The Nigerian National Petroleum Corporation (NNPC) said on Tuesday three new refineries will be on-stream by 2014, following a deal signed with China State Construction Engineering Corp (CSCEC) in May.


The three refineries will have a combined capacity of 885,000 barrels per day (bpd) and will cost $25 billion. Previously, NNPC said the three refineries would have a capacity of 750,000 bpd and cost $23 billion. The three refineries are to be sited in Lekki, Lagos; Brass in Bayelsa State, and Ajaokuta in Kogi State. On completion, the three Greenfield refineries will position NNPC to engage profitably in the international trading of refined petroleum products.

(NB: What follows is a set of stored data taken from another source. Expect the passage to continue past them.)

PR #7877, opened 2026-06-18
feat(er): allow omitted attribute types

### LINKED ISSUE #5563: ER Diagram allow omitting the type of an attribute
### Proposal

For prototyping, I would like to omit the attribute's type in my ER Diagrams. This can very well be an implementation detail and is often not important for the initial discussion of the entities and their relationships.

### Example

Let users omit the type altogether.

```
erDiagram
    CUSTOMER ||--o{ ORDER : places
    CUSTOMER {
        name
        custNumber
        sector
    }
    ORDER ||--|{ LINE-ITEM : contains
    ORDER {
        orderNumber
        deliveryAddress
    }
    LINE-ITEM {
        productCode
        quantity
        pricePerUnit
    }
```

and/or allow an `_` or similar to specify that the type should be omitted.

```
erDiagram
    CAR ||--o{ NAMED-DRIVER : allows
    CAR {
        _ registrationNumber PK
        _ make
        _ model
        _ parts
    }
    PERSON ||--o{ NAMED-DRIVER : is
    PERSON {
        _ driversLicense PK "The license #"
        _ firstName "Only 99 characters are allowed"
        _ lastName
        _ phone UK
        _ age
    }
    NAMED-DRIVER {
        _ carRegistrationNumber PK, FK
        _ driverLicence PK, FK
    }
    MANUFACTURER only one to zero or more CAR : makes
```

### Screenshots

If no type is specified for every attribute of an entity, do not render the type table column.

nightt5879:
## Summary
- Allow ER entity attributes to be written as names without data types, including keys and comments.
- Support `_` as an explicit omitted type marker for attributes.
- Hide the ER attribute type column and divider when an entity has no typed attributes.
- Document the omitted type syntax and add parser/render helper coverage.

Closes mermaid-js/mermaid#5563

## Testing
- `pnpm exec vitest run packages/mermaid/src/diagrams/er packages/mermaid/src/rendering-util/rendering-elements/shapes/erBox.spec.ts`
- `pnpm lint:jison`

Nigeria will also save over $10 billion annually from ending the era of imported refined petroleum products and an estimated $1 billion from the importation of fertilisers and chemicals.In addition, the new plants are capable of generating direct and indirect employment for an estimated 20,000 Nigerians covering the periods of construction and operations.


Speaking in Lagos, Billy Agha, an executive director of NNPC, said the participation of the corporation in the projects would position it to engage profitably in international trading of refined petroleum products. “In addition, the petrochemical complex will source natural gas from the Nigerian Gas master plan to produce polymers, solvent and particularly, gas-based fertilisers that are required to boost Nigeria’s agricultural production”, he said.

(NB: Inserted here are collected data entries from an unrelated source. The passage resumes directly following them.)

PR #7881, opened 2026-06-18
Migrate e2e tests from Cypress to Playwright

sidharthv96:
## Summary

Migrates the Mermaid e2e suite from Cypress to Playwright, moves most inline visual snapshot tests into `.mmd` fixtures with a global runner, and overhauls the Argos pipeline (sheet compositing, higher-resolution grids, metadata sidecars, and stricter error-diagram handling).

### Playwright migration
- Replace Cypress harness with Playwright (`playwright.config.ts`, `e2e/helpers/`, ~77 migrated specs); keep existing `e2e/platform` fixtures.
- CI/scripts (`e2e.yml`, coverage, scoped e2e, dev servers): containerized sharded runs, worktree-aware ports, Istanbul coverage via `VITE_COVERAGE`.
- Remove Cypress config/deps; missing Playwright screenshot baselines auto-create on first run instead of failing.

### `.mmd` fixture migration (~1155 diagrams)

He said the new refineries would reinforce the ongoing oil and gas reforms in Nigeria, which are primarily symbolised by the Petroleum Industry Bill (PIB) soon be passed into law and the imminent deregulation of the downstream sector of Nigeria’s petroleum industry.


NNPC aims to accelerate the construction of the new refineries to stem the flood of imported refined products into the country while the Chinese company plans to expand its influence into Africa and establish its foot prints firmly in the oil and gas sector of the country.An industry source told BusinessDay that the investors are emphatic on the areas where logistic problems would be highly minimised such as easy access to coastal locations and a place that has large market for refined petroleum products.

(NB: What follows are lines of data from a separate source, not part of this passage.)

PR #6028, opened 2024-11-06
Fix: Clusters break diagram when using elk layout

yari-dewalt:
## :bookmark_tabs: Summary

Fixes cluster nodes from breaking the diagram if rendered using elk.

Resolves #6027 

## :straight_ruler: Design Decisions

Removes true from being passed in to labelHelper() which was being treated as the shapeSvg resulting in `shapeSvg.insert() is not a function` error.

### :clipboard: Tasks

Make sure you

- [x] :book: have read the [contribution guidelines](https://mermaid.js.org/community/contributing.html)
- [ ] :computer: have added necessary unit/e2e tests.
- [ ] :notebook: have added documentation. Make sure [`MERMAID_RELEASE_VERSION`](https://mermaid.js.org/community/contributing.html#update-documentation) is used for all new features.
- [ ] :butterfly: If your PR makes a change that should be noted in one or more packages' changelogs, generate a changeset by running `pnpm changeset` and following the prompts. Changesets that add features should be `minor` and those that fix bugs should be `patch`. Please prefix changeset messages with `feat:`, `fix:`, or `chore:`.

Issue #6027, opened 2024-11-06
Using layout: elk on a diagram that uses clusters breaks the diagram


yari-dewalt:
### Description

When one attempts to use the elk layout on a diagram that uses a cluster node, it results in an error. Changing the layout off of elk renders the diagram as expected.

### Steps to reproduce

1. Create a diagram that uses a cluster (subgraph, namespace, etc.)
2. Change the config layout to elk

### Screenshots

![image](https://github.com/user-attachments/assets/04d24690-5d7b-428e-9882-3e7941c88d03)

### Setup

- Mermaid version: 11.4.0
- Browser and Version: Firefox Version 131.0.3 (64-bit)

### Additional Context

Looks like the issue is with labelHelper() inside addVertex() for the render function.

knsv:
[sisyphus-bot]

Thanks for reporting this — and sorry for the wait. We appreciate the clear reproduction case.

This has been flagged for maintainer review. The issue is in the `mermaid-layout-elk` package, where ELK's cluster/compound-node handling differs from dagre. The vertex/cluster translation is incomplete for label rendering, causing a crash in `labelHelper()` inside `addVertex()`.

**Initial analysis:** The ELK layout adapter needs updated cluster/subgraph handling. ELK treats compound nodes differently than dagre, and the translation layer between mermaid's `LayoutData` and ELK's graph model doesn't fully account for cluster labels and nested subgraph structures. This affects the separate `mermaid-layout-elk` package.

A maintainer will review the ELK adapter's cluster handling.

knsv:
I think this issue has been resolved closing. Thanks nevertheless!

Issue #4967, opened 2023-10-20
Suibgrtaphs are broken for flowchart-elk


knsv:
### Description

```
flowchart-elk LR
   subgraph example
     node
   end
```

Does not work in mermaid 10.5.0

### Steps to reproduce

vvv

### Screenshots

vvv

### Setup

- Mermaid version:
- Browser and Version: [Chrome, Edge, Firefox]

PR #7902, opened 2026-06-21
fix(elk): keep nested subgraphs inside their parent when titles are wider than their content

### LINKED ISSUE #7901: ELK layout: nested subgraphs overflow their parent when a subgraph title is wider than its content
### Description

With `layout: elk`, a nested subgraph whose **title is wider than its content** is rendered
overflowing its parent subgraph and overlapping its sibling subgraphs (the title text spills
across neighboring boxes). The exact same diagram renders correctly with the default `dagre`
layout, where every child subgraph is fully contained in its parent.

This appears to be a remaining case of the cluster/compound-node handling discussed in #6027:
single-cluster crashes were fixed in #6028, but the *nested-cluster containment* problem
described there is still reproducible on the latest OSS `@mermaid-js/layout-elk`.

### Steps to reproduce

1. Open the Live Editor (or any setup using `mermaid` + `@mermaid-js/layout-elk`).
2. Render the diagram in the Code Sample below (`layout: elk`, 3 levels of nested subgraphs
   where some subgraph titles are longer than the nodes they contain).
3. Observe that the inner subgraph rectangles are drawn outside their parent rectangle and
   their titles overlap neighboring subgraphs.
4. Switch the diagram to `layout: dagre` (or remove the `layout` line) and observe that the
   same source now renders with every subgraph correctly contained in its parent.

### Screenshots

Before (layout: elk): 

Image

(For comparison, the same source with `layout: dagre` keeps all subgraphs contained.)

### Code Sample

**Minimal reproduction** (a long title on a nested subgraph is enough to trigger it):

```
---
config:
  layout: elk
---
flowchart TB
  subgraph Outer["Outer"]
    subgraph Mid["A subgraph title that is much wider than the subgraph's content"]
      entry["entry"]
      subgraph Inner["Another long title, wider than the two nodes below"]
        a["a"] --> b["b"]
      end
      done["done"]
      entry --> Inner --> done
    end
  end
```

**Original full diagram** that surfaced the bug (a different, larger diagram — 3 levels deep,
~21 nested subgraphs, long CJK titles, edges terminating on subgraph ids). It is **not** the
minimal sample above; it is included as one-click proof of how badly real diagrams break:
[Live Editor (develop)](https://develop.git.mermaid.live/edit#pako:eNrtWc1u20YQfhVhgdwsI5KixCKCAJacFD0UCOqih1QFsVwOf-oVSZBLJY7hSwMUfaU-j1-kS5G0RHLJXf6pOdQHY20Ov5md-eZnlw-I-CYgDU2n061HfM9ybW3rTSYU3_sx0yZA77be4aFF_c_EwSGb_LJOJCaTKDbsEAfO5IfQj4Pr37bo6dtfT3_-8_Tt79PFWyN8J3wwyGJc9ObFFv2eeqLgjVsgzPU9sT-GNLegPvkJwXYjBqHOA7mHkK_qYjKoB4pGPPthkxpxPbYNNc5IfjI_6FjHlNO3vyUSLdlqqB1LtIWwd0F1U4JICTxUFZhO31U3KBNLLStKgWc2E2X9HRDFOAtRjLMSxRiUKIYKUQw1ohjdiLL5DohCzkIUclaikEGJQlSIQtSIQuqJUvxX_oJvWS5xMR3EbxWn5VqsmNIRGJDDB7FB3cgZcq4SxKw6NBSfJ3HIW3n1ScnWztDr8aA3LaBLlCrPdOteM10l0M_wv0LoWvcdJyVhTu8PiElbN_-Io9b1oxmTOEDudBMzrI4rQfQ9hglrU3lqseKA-tgcxZdBEPp7aIZuhghCCHAI_UpsKbji2imIlkQwdZxEKPOBRCrbZqPxR7tK9qZcUB0K0txZDx9vY4TcMfJdA8MuHYDuRn9SGt1IKfVbI0WKjpCIqnDOOHKuDW82w_OGjMAbolsupXrkAHSZBSXm9mUQGbSsERX-nDpEIqjCHtLAnhr-3H7GwTjj5UENR08sp_d9dNRDm36_WB3tE_s1U6LuzjQdb4ZPR7NjOqrmj9kif6RGNpLUFFNZ4FWXwU7PR-QBzg-V_R8UjHU-qSpqPpf2ulMVa8Se58cegZHPXoU4VY8p2bGg-uDU_Z0w1yNgbtphCjf3Nnkrqaxi6XUr6Y2i9CnH6jZ3U7O5nCjKR8jNwJ8FKvzlFYJxVfoOmOPzkjFOjyppMUbW4kZxBAP0Bklwbkb_ZtO-lT3b-P4LTz4P01tMYZDZEjLAnnNGM7asC6k5QdDjitZX07NigTIL3ndhQX3cbmPjR14qfu7iCHWHc3W6UttvPS7mwJjxY7nT8pTQNPL9hD1sA6-vEXf6eKP0PlWg28lX6j7uaakviwbFDMb4YKHoal3Su0vhLSOInVeFEWy6Nt9evJj8V1_s_1-041htjfxw1k5ZX1w_Uuxdj5fLAYfXsc4c2IEeAYV-d9Q5HA5tYEp4TTARccCMKegmRK7ttbyLV9qs-Dwq2kajZMlS1Su6j-nJYcz4phqSG2veinQSgnq1lgAyP5CdkKVXGEc0gx80INSp6901oNUFVrTLmoCJ7JeJnhin3v0_UGx_GmSOtTiS_rV7OmXvBxDu3OGviZ6tY50uiAqbEweiYH-jSARMGqBDRa02-DwXy-KmGxGfd3_e9K3xLmhKJma2HAw7NaA0cmQLdIHs0DWRxsIYLtCO-wknf6KHRGSLDgVvizS-NMHCMWVbtPUe-WsB9j75_i5_k89AtoM0C9OI_xUHJk-jGxdzPh9FuD4IN37sMaQtDwhIe0BfkDabzy4X81fzxWq5nM-Wy6vFBbpH2nT2cnF5tXy1mi9fzxcz_vvxAn09KJ1fzmaLxdXizevV6mr1crZ48_gvpmWwCg)

### Setup

- Mermaid version: develop branch — still reproduces on the [develop Live Editor](https://develop.git.mermaid.live)
- Browser and Version: Chrome 149 (Windows 10/11, 64-bit)

### Suggested Solutions

Two ELK-specific mismatches stack up:

1. **ELK ignores the width of `INSIDE` node labels on compound nodes.** It reserves vertical
   space for the title but computes the compound node's width from its children only.
   (Verified against elkjs 0.9.3: a compound node with a 600px-wide label and two 80px
   children comes back ~104px wide. Neither `nodeSize.constraints: NODE_LABELS` nor
   `nodeSize.minimum` affects the width of a hierarchical node.)
2. **Labels are measured wrapped but painted unwrapped.** The generic measure pass
   (`createGraph.ts` → `labelHelper`) wraps group labels at `flowchart.wrappingWidth`, while
   the cluster painter (`clusters.js` → `createLabel`) renders non-markdown titles at infinite
   width. A long title therefore paints wider than the `labelBBox` the layout was computed with.

The cluster painter compensates by widening *only that rectangle* after layout, but by then
ELK has already placed the parent and siblings — so the widened rectangle spills out.

A fix contained entirely in `@mermaid-js/layout-elk` (`render.ts`) works: re-measure subgraph
titles the way the painter draws them, and re-run the ELK layout with extra horizontal
`elk.padding` for any subgraph narrower than its painted title, so parents/siblings are placed
around the final width. Keeping the change in the ELK renderer leaves `dagre` pixel-identical.
I have a working patch with unit tests and will open a PR referencing this issue.

### Additional Context

- Related: #4967 (ELK + subgraphs broken, no detailed repro), follow-up to #6027 / #6028
  (single clusters with ELK).
- `dagre` renders the same source correctly, which points to an ELK-renderer-specific layout
  issue rather than a syntax problem.

shinjiroy:
## :bookmark_tabs: Summary

With `layout: elk`, a nested subgraph whose **title is wider than its content** is drawn
overflowing its parent subgraph and overlapping its sibling subgraphs. The same diagram
renders correctly with the default dagre layout.

This PR makes the ELK renderer lay out subgraphs against the width their title will
actually be painted at, so parents and siblings are placed around the final rectangle.

Resolves #7901

Related: #4967 (ELK + subgraphs broken, no detailed repro), follow-up to #6027 (single
clusters with ELK were fixed in #6028; the nested-cluster containment issue remained).

### Repro

```text
---
config:
  layout: elk
---
flowchart TB
  subgraph Outer["Outer"]
    subgraph Mid["A subgraph title that is much wider than the subgraph's content"]
      entry["entry"]
      subgraph Inner["Another long title, wider than the two nodes below"]
        a["a"] --> b["b"]
      end
      done["done"]
      entry --> Inner --> done
    end
  end
```

The repro above shows the smallest trigger (`Mid` overflows `Outer` by 72px per side).
The screenshots below are the production diagram from #7901 (deeply nested subgraphs
with long titles): **before**, inner subgraphs overflow their parents and overlap
siblings; **after**, every subgraph rectangle is fully contained in its parent.

| Before | After |
| ------ | ----- |
| スクリーンショット 2026-06-21 192926 | スクリーンショット 2026-06-21 192540 |

### Problem

Two mismatches stack up, both specific to the ELK path:

1. **ELK ignores the width of `INSIDE` node labels on compound nodes.** It reserves
   vertical space for the title, but the compound node's width is computed from its
   children only. Verified directly against elkjs 0.9.3: a compound node with a
   600px-wide label and two 80px children comes back 104px wide. Neither
   `nodeSize.constraints: NODE_LABELS` nor `nodeSize.minimum` affects the width of a
   hierarchical node, so there is no ELK option that fixes this declaratively.
2. **Labels are measured wrapped but painted unwrapped.** The generic measure pass
   (`createGraph.ts` → `labelHelper`) wraps group labels at `flowchart.wrappingWidth`,
   while the cluster painter (`clusters.js` → `createLabel`) renders non-markdown titles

The source said the corporation would want the investors to be involved in the construction of the plants unlike the situation with the existing refineries that were built by different companies for the NNPC to run. Based on these conditions, the investors are said to have now zeroed in on Lagos, Bayelsa and Kogi. But Lagos seems to be top on the list of areas considered for the project in which they would be greatly involved because of the relative security enjoyed by the state and its large coastal line that would not constitute logistic problems.